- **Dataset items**
PR #2910, opened 2017-07-03
[2890] Bad handling of file encoding for javascript files included in Bridge projects

### LINKED ISSUE #2890: Bad handling of file encoding for javascript files included in Bridge projects
We discovered a strange issue where we had some source files (CKEditor) that contained code like this:

```js
var something = "\u200b";
```

This is a zero width space. At some point (we suspect minificantion) these appear to be replaced with literal bytes for a zero-width space (this makes sense). However, something goes wrong with the encoding and the character is then replaced with a question mark `?` in the Bridge output.

While testing, we noticed that very strange things happen with file encodings, for example:

- Create two bridge projects, one that references the other
- Add the following content to two javascript files, saved with UTF8 and UTF16 encodings:
    ```js
    var zeroWidthSpaceEscapedUtf8File = "\u200b";
    var zeroWidthSpaceUtf8File = "​";
    ```
- Add this to bridge.json:
    ```js
    "resources": [
      {
        "name": "all.js",
        "files": [
          "utf8.js",
          "utf16.js"
        ]
      }
    ]
    ```
- Reference this project from the second project and then build
- Review the contents of `all.js` in the output folders

### all.js

```text
var zeroWidthSpaceEscapedUtf8File = "\u200b";
var zeroWidthSpaceUtf8File = "​";
v a r   z e r o W i d t h S p a c e E s c a p e d U t f 1 6 F i l e   =   " \ u 2 0 0 b " ; 
 
 v a r   z e r o W i d t h S p a c e U t f 1 6 F i l e   =   "  " ; 
```

### all.min.js

```text
var zeroWidthSpaceEscapedUtf8File="​",zeroWidthSpaceUtf8File="​";v;a;r;z;e;r;o;W;i;d;t;h;S;p;a;c;e;E;s;c;a;p;e;d;U;t;f;F;i;l;e=" \ u 2 0 0 b ";v;a;r;z;e;r;o;W;i;d;t;h;S;p;a;c;e;U;t;f;F;i;l;e="  ";
```

It seems that the encoding of the first file is used for all files being combined, so in this case the utf16 file (which has two-bytes-per-char) is being read as if it was utf8 (resulted in all the extra bytes).

I did also reproduce the issue with the zero-width space being replaced with a literal `?` while typing this up, but I somehow can't repro again now. I think there was something that resulted in an ascii output (I can't repro this now, even with an ascii file thrown in). However I expect fixing this issue would resolve that too.

LeonidVeriga:
Addresses #2890:

- If resource consists of one file and does not contain any header or remark then it is embedded in its original encoding (old behaviour);
- If resource has more than one file or header/remark then it is read in its original encoding (BOM checked) and being embedded in the default UTF8 encoding
- Reading resource header with BOM checking as well


Compiler/Translator/Translator/Translator.Resources.cs
```diff
@@ -763,13 +769,41 @@ private bool ReadResourseFiles(string outputPath, MemoryStream buffer, ResourceC
...
+                this.Log.Trace("Reading resource file " + file.FullName + " as one-file-resource");
+                content = File.ReadAllBytes(file.FullName);
+            }
+            else
+            {
+                this.Log.Trace("Reading resource file " + file.FullName + " via StreamReader with byte order mark detection option");
+
+                using (var m = new StreamReader(file.FullName, Translator.OutputEncoding, true))
+                {
+                    if (m.CurrentEncoding != OutputEncoding)
```
AndreyChechel: `m.CurrentEncoding` will always return the specified default encoding here since **StreamReader** needs to read at least one byte first to detect the actual encoding. It could be done using **Peek** method:
```cs
m.Peek();
if (m.CurrentEncoding != OutputEncoding)
/* ... */
```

- **Activity**
Filter the data above, keeping only lines that include the string "included".

- **Response to this task**
[2890] Bad handling of file encoding for javascript files included in Bridge projects
### LINKED ISSUE #2890: Bad handling of file encoding for javascript files included in Bridge projects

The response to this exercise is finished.